## About this exercise
Write the listing below again, word for word.

===== Extracted information =====

PR #1342, opened 2023-05-11
bug(refs T32727): Add storage key for pagination

gruenbergerdemos:
**Ticket:** https://yaits.demos-deutschland.de/T32727

Add session storage key for currentPage and items per page for list statements and list segments.

## How to test

Go to statement list or segments list and change page and/or items per page. Go to another page and back to the list. Page and items per page should be the same.


client/js/components/procedure/SegmentsList/SegmentsList.vue
```diff
@@ -557,11 +575,13 @@ export default {
 
     initPagination (data) {
       const dataPag = data.meta.pagination
+      const currentPage = Number(JSON.parse(window.sessionStorage.getItem([this.storageKeyPagination])).currentPage)
```
spiess-demos, line 578: Why are you using sessionStorage (and not localStorage) here? `sessionStorage` [is unique to one browser tab](https://developer.mozilla.org/en-US/docs/Web/API/Window/sessionStorage) and is cleared when this tab is closed. I think we might very well use `localStorage` here.

gruenbergerdemos: I'm not sure about the reasons for `sessionStorage`. @muellerdemos Do you know more about that?

client/js/components/statement/listStatements/ListStatements.vue
```diff
@@ -448,8 +448,9 @@ export default {
           }
         })
     },
-    storageKey () {
-      return `${currentUserId}-${pagination}`
+
+    storageKeyPagination () {
+      return `${this.currentUserId}-paginationStatementList`
```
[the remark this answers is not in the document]
gruenbergerdemos: Thanks, done in [60a89e6](https://github.com/demos-europe/demosplan-core/pull/1342/commits/60a89e6fabe3daad4b1d11db0dbd9b955eb7d43e)

client/js/components/procedure/SegmentsList/SegmentsList.vue
gruenbergerdemos: Done in [9af8277](https://github.com/demos-europe/demosplan-core/pull/1342/commits/9af8277525160ae9e7aee3a71b98cac13b5abe87). 
I also updated the pagination storage implementation (I realized we never used the stored values for the API call).

client/js/components/procedure/SegmentsList/SegmentsList.vue
```diff
@@ -498,9 +502,15 @@ export default {
         })
         .then(data => {
           this.isLoading = false
```
muellerdemos, line 504:
```suggestion
        .finally(data => {
          this.isLoading = false
```

I think the loading state should be set to false in a finally block because if the request somehow fails, the loading state will not be set to false.

muellerdemos (changes requested):
Thanks for the upgrade ;) besides one tiny remark this lgtm

client/js/components/procedure/SegmentsList/SegmentsList.vue
```diff
@@ -500,7 +500,7 @@ export default {
         .catch(() => {
           dplan.notify.notify('error', Translator.trans('error.generic'))
         })
-        .then(data => {
+        .finally(() => {
```
muellerdemos, line 503: sorry this was confusing from my side. I actually meant to add a `.finally()` after the `.then()` and set the `loadingState` to false in `finally`. We need the other implementation of `then()` and its logic and I think we can not simply replace the `then()` with a `finally()` here

muellerdemos (changes requested):

client/js/components/procedure/SegmentsList/SegmentsList.vue
gruenbergerdemos: Ah, I see, I didn't get that. Done in [22216f9](https://github.com/demos-europe/demosplan-core/pull/1342/commits/22216f9cab3f6aae63a6e4c9667c1265c0f68fcf)

muellerdemos (approved):
thanks this lgtm

gruenbergerdemos:
To avoid code duplication, I moved the methods regarding the pagination to a mixin. Furthermore, we need a storage key for each procedure, otherwise we get errors if we want to load the storage values from another procedure.

muellerdemos (approved):
thanks for adding a mixin here - lgtm (code review only)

=====

## Response to the task
PR #1342, opened 2023-05-11
bug(refs T32727): Add storage key for pagination

gruenbergerdemos:
**Ticket:** https://yaits.demos-deutschland.de/T32727

Add session storage key for currentPage and items per page for list statements and list segments.

## How to test

Go to statement list or segments list and change page and/or items per page. Go to another page and back to the list. Page and items per page should be the same.


client/js/components/procedure/SegmentsList/SegmentsList.vue
```diff
@@ -557,11 +575,13 @@ export default {
 
     initPagination (data) {
       const dataPag = data.meta.pagination
+      const currentPage = Number(JSON.parse(window.sessionStorage.getItem([this.storageKeyPagination])).currentPage)
```
spiess-demos, line 578: Why are you using sessionStorage (and not localStorage) here? `sessionStorage` [is unique to one browser tab](https://developer.mozilla.org/en-US/docs/Web/API/Window/sessionStorage) and is cleared when this tab is closed. I think we might very well use `localStorage` here.

gruenbergerdemos: I'm not sure about the reasons for `sessionStorage`. @muellerdemos Do you know more about that?

client/js/components/statement/listStatements/ListStatements.vue
```diff
@@ -448,8 +448,9 @@ export default {
           }
         })
     },
-    storageKey () {
-      return `${currentUserId}-${pagination}`
+
+    storageKeyPagination () {
+      return `${this.currentUserId}-paginationStatementList`
```
[the remark this answers is not in the document]
gruenbergerdemos: Thanks, done in [60a89e6](https://github.com/demos-europe/demosplan-core/pull/1342/commits/60a89e6fabe3daad4b1d11db0dbd9b955eb7d43e)

client/js/components/procedure/SegmentsList/SegmentsList.vue
gruenbergerdemos: Done in [9af8277](https://github.com/demos-europe/demosplan-core/pull/1342/commits/9af8277525160ae9e7aee3a71b98cac13b5abe87). 
I also updated the pagination storage implementation (I realized we never used the stored values for the API call).

client/js/components/procedure/SegmentsList/SegmentsList.vue
```diff
@@ -498,9 +502,15 @@ export default {
         })
         .then(data => {
           this.isLoading = false
```
muellerdemos, line 504:
```suggestion
        .finally(data => {
          this.isLoading = false
```

I think the loading state should be set to false in a finally block because if the request somehow fails, the loading state will not be set to false.

muellerdemos (changes requested):
Thanks for the upgrade ;) besides one tiny remark this lgtm

client/js/components/procedure/SegmentsList/SegmentsList.vue
```diff
@@ -500,7 +500,7 @@ export default {
         .catch(() => {
           dplan.notify.notify('error', Translator.trans('error.generic'))
         })
-        .then(data => {
+        .finally(() => {
```
muellerdemos, line 503: sorry this was confusing from my side. I actually meant to add a `.finally()` after the `.then()` and set the `loadingState` to false in `finally`. We need the other implementation of `then()` and its logic and I think we can not simply replace the `then()` with a `finally()` here

muellerdemos (changes requested):

client/js/components/procedure/SegmentsList/SegmentsList.vue
gruenbergerdemos: Ah, I see, I didn't get that. Done in [22216f9](https://github.com/demos-europe/demosplan-core/pull/1342/commits/22216f9cab3f6aae63a6e4c9667c1265c0f68fcf)

muellerdemos (approved):
thanks this lgtm

gruenbergerdemos:
To avoid code duplication, I moved the methods regarding the pagination to a mixin. Furthermore, we need a storage key for each procedure, otherwise we get errors if we want to load the storage values from another procedure.

muellerdemos (approved):
thanks for adding a mixin here - lgtm (code review only)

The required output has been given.